Co-Design and Evaluation of an Intelligent Decision Support System for Stroke Rehabilitation Assessment

Abstract

Clinical decision support systems have the potential to improve work flows of experts in practice (e.g. Therapist's evidence-based rehabilitation assessment). However, the adoption of these systems is challenging, and the gains of these systems have not fully demonstrated yet. In this paper, we identified the needs of therapists to assess patient's functional abilities (e.g. alternative perspectives with quantitative information on patient's exercise motions). As a result, we co-designed and developed an intelligent decision support system that automatically identifies salient features of assessment using reinforcement learning to assess the quality of motion and generate patient-specific analysis. We evaluated this system with seven therapists using the dataset from 15 patients performing three exercises. The results show that therapists have higher usage intent on our system than a traditional system without patient-specific analysis ($p < 0.05$).

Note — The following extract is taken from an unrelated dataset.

PR #1006, opened 2018-04-17
[WIP] extras: odom: adapt the transform according to the frames

TSC21:
The msgs spec states that the position and orientation should be on the local frame, while the twist data should be on the body frame.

While presenting richer information ($p < 0.10$), our system significantly reduces therapists' effort on assessment ($p < 0.10$) and improves their agreement on assessment from 0.66 to 0.71 F1-scores ($p < 0.01$). This work discusses the importance of human centered design and development of a machine learning-based decision support system that presents contextually relevant information and salient explanations on its prediction for better adoption in practice.